Eel Men @ The Social, London (Live Review) Featured
- Written by Captain Stavros
Eel Men
The Social
Words & Pics by Captain Stavros

Sweat, Smog and Sharp Hooks: Eel Men Electrify The Social
It’s the first properly sleeveless evening of the year — aided, in part, by the thick fug of central London hanging over Little Portland Street like a nicotine-stained duvet. Outside The Social, clusters of smokers and lager-sweating punters blur together in the heat, tongues wagging as loudly as the traffic. Before long, drinks are downed, cigarettes stubbed, and the crowd is funneled downstairs into the venue’s low-ceilinged concrete bunker to witness Eel Men launch their latest release.
We snag a booth right at the lip of the stage — where sticky wood meets chipped concrete — and clock a crescent-shaped chunk missing from the corner of the table. Less wear-and-tear, more bite mark. You wonder what kind of night caused that. Perched awkwardly sideways and narrowly avoiding the swinging headstock of Snub’s bassist every few minutes, it already feels less like a gig and more like surviving inside one.
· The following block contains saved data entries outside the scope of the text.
PR #214, opened 2023-07-07
chore: make targeting update command behave the same as other update commands

nsalamad:
# Changes
* Update `targeting update` test
* Change `targeting update` command to use `populateParametersWithZod`
* Can now also update the env status from the `targeting update` command

### DIFF
--- a/docs/targeting.md
+++ b/docs/targeting.md
@@ -111,13 +111,15 @@ Update Targeting rules for a Feature. The definition is the audience for the fea
 USAGE
   $ dvc targeting update [FEATURE] [ENVIRONMENT] [--config-path <value>] [--auth-path <value>] [--repo-config-path
     <value>] [--client-id <value>] [--client-secret <value>] [--project <value>] [--no-api] [--headless] [--targets
-    <value>]
+    <value>] [--status enable|disable]
 
 ARGUMENTS
   FEATURE      The Feature for the Targeting Rule.
   ENVIRONMENT  The Environment where the Targeting Rule will be updated.
 
 FLAGS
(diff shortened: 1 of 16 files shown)


src/commands/targeting/__snapshots__/update.test.ts.snap
```diff
@@ -92,6 +92,19 @@ To enable this feature on this environment, use:
 `;
 
 exports[`targeting update updates a target in headless mode 1`] = `
-"{\\"_feature\\":\\"647e36gg16d9k4815fi3f97d\\",\\"_environment\\":\\"648b421gg3f682869c0f22f8\\",\\"_createdBy\\":\\"test\\",\\"status\\":\\"inactive\\",\\"updatedAt\\":\\"2023-06-27T03:19:58.541Z\\",\\"targets\\":[{\\"_id\\":\\"647e36gg16d9k2814fc3f15e\\",\\"audience\\":{\\"name\\":\\"All Users\\",\\"filters\\":{\\"operator\\":\\"and\\",\\"filters\\":[{\\"type\\":\\"all\\"}]}},\\"distribution\\":[{\\"_variation\\":\\"647e36gg16c1d4814fe3f962\\",\\"percentage\\":1}]}],\\"readonly\\":false}
+"└─ test-env
```
elliotCamblor: is it expected that commands output as a tree in headless mode? I thought that was not the case

nsalamad: you're right, it should not be output as a tree in headless mode. Already reverted this change

elliotCamblor (approved):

On what was then the hottest day of the year, Eel Men emerge dressed like office workers caught in the wrong dimension: shirts, ties, jumpers, jackets — everyone wilting except the drummer, the only member with the common sense to wear a T-shirt. The music, though, is gloriously unbothered by climate or comfort. Gritty, stripped-back and claustrophobically textured, the band tear into ‘Bad Eggs’ from 2025 EP, Stop It! Do Something, with enough twitchy energy to knock the room sideways.
Then comes ‘Archetype’ — track three and already the point where the oxygen fully disappears. Ghostly psychedelic riffs slink down the fretboard like a stray pressed against a darkened alley wall while the crowd relentlessly surges forward. Bodies compress. Pints spill. Suddenly the venue’s single entrance/exit feels like deeply irresponsible architecture. Nobody cares. If the place catches fire from the smouldering tunes, so be it, at least the soundtrack will be phenomenal.
What’s remarkable is just how clean everything sounds despite the room feeling vacuum-sealed. Every bassline lands with a satisfying thud, every jagged guitar line cuts through the sweat haze. On ‘Motives’, frontman Jimmy Elliot delivers the line “would you kiss your mother with that mouth?” before smooching the hot mic with even hotter results.
Special guest Steph Anderson — multi-instrumentalist extraordinaire whose CV already reads like a mini-festival lineup (Yassassin, Findlay and countless others) — joins the band for ‘Glass Hammers’, adding shimmering synth textures via a tiny Korg perched stage-right. From there on, the set barely pauses for breath. Songs collapse seamlessly into one another with almost no between-track chatter; just relentless momentum and heads whipping from stage-left to stage-right trying not to miss a second.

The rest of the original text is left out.